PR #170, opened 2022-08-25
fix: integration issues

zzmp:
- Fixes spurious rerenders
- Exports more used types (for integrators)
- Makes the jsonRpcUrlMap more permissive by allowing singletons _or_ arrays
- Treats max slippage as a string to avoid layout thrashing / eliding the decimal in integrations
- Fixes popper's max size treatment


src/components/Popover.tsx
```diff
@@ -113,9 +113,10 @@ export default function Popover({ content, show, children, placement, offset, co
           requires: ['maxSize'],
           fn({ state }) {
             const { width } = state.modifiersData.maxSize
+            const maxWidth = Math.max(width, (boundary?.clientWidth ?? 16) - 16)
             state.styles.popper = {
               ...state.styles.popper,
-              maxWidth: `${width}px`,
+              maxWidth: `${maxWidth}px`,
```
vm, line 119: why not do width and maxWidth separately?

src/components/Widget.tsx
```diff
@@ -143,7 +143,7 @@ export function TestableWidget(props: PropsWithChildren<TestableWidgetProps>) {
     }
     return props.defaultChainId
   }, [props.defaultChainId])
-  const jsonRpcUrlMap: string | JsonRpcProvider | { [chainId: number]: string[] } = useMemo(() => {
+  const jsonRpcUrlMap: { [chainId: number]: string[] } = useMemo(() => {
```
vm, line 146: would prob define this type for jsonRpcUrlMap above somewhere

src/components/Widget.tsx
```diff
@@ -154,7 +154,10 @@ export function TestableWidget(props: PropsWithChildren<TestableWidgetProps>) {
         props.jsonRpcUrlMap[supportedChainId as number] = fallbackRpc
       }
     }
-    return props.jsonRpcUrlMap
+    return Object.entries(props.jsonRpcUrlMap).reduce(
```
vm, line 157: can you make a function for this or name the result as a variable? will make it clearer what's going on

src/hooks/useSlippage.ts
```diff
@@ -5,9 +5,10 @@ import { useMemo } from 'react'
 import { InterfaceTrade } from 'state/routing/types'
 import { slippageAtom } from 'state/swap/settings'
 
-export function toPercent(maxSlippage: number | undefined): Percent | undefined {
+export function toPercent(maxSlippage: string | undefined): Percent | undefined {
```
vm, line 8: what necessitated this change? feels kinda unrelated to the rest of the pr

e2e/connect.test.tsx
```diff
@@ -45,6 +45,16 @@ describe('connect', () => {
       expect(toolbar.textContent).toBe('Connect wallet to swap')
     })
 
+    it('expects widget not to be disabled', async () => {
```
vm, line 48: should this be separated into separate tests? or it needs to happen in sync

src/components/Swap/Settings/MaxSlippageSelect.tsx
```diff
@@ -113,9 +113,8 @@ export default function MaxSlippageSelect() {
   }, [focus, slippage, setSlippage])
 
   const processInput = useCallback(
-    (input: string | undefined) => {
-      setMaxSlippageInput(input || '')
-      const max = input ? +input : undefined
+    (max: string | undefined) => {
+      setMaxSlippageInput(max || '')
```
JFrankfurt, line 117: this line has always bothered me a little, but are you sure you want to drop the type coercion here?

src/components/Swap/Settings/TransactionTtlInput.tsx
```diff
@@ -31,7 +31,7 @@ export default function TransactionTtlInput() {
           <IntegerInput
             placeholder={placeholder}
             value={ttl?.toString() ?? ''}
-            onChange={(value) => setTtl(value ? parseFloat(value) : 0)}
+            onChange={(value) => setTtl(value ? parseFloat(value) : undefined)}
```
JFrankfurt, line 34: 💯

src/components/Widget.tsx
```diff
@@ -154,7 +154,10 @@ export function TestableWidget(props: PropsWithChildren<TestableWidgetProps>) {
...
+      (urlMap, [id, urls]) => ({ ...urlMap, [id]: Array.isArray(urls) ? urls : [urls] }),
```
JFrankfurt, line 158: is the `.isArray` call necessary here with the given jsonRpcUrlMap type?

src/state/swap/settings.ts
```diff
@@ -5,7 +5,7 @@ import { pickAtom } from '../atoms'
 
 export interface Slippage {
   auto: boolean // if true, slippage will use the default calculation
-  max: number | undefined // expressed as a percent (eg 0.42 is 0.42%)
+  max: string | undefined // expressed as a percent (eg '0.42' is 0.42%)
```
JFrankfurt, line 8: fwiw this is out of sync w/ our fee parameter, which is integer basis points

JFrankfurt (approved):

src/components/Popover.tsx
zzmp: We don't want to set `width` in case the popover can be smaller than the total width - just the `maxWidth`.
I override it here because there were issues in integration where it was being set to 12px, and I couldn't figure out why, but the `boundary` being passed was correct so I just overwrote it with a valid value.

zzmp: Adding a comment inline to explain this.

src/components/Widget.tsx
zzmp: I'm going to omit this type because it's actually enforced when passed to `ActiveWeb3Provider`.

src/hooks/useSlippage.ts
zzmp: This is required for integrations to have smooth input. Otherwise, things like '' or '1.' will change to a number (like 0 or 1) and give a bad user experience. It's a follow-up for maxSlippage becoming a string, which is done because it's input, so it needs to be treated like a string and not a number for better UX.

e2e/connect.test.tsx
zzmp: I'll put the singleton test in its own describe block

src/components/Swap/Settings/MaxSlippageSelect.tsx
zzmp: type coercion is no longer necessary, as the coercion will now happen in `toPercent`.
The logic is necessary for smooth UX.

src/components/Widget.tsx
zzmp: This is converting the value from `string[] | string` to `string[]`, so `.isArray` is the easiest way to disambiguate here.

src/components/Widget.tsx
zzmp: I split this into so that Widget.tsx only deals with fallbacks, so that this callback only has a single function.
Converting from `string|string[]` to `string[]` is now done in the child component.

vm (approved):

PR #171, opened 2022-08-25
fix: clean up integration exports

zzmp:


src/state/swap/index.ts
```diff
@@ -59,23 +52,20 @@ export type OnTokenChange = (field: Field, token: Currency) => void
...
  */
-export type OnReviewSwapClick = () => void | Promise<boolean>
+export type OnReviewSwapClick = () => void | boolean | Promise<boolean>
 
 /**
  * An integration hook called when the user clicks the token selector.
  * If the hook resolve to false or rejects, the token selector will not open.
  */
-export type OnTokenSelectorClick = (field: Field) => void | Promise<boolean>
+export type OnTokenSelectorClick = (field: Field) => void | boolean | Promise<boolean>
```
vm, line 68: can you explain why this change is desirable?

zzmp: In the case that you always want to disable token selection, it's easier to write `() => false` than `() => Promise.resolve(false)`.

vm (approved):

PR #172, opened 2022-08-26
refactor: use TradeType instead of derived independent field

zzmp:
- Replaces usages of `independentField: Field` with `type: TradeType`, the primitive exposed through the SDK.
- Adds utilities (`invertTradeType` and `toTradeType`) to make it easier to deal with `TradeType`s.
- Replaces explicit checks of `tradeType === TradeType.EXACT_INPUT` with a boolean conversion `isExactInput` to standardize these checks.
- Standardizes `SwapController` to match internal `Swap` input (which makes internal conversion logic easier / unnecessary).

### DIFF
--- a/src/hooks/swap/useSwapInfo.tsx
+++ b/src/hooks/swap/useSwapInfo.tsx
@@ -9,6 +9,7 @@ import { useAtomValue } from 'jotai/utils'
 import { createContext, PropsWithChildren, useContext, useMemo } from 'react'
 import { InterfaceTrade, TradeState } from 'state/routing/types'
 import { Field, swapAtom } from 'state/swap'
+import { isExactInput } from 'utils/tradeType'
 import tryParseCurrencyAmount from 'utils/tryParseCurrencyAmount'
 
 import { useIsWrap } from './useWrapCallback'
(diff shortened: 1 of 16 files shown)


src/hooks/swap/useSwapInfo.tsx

#### Your instructions:
Please give, as a single number with nothing added, the count of lines in the records that contain the word "Promise".

#### Output of the task:
5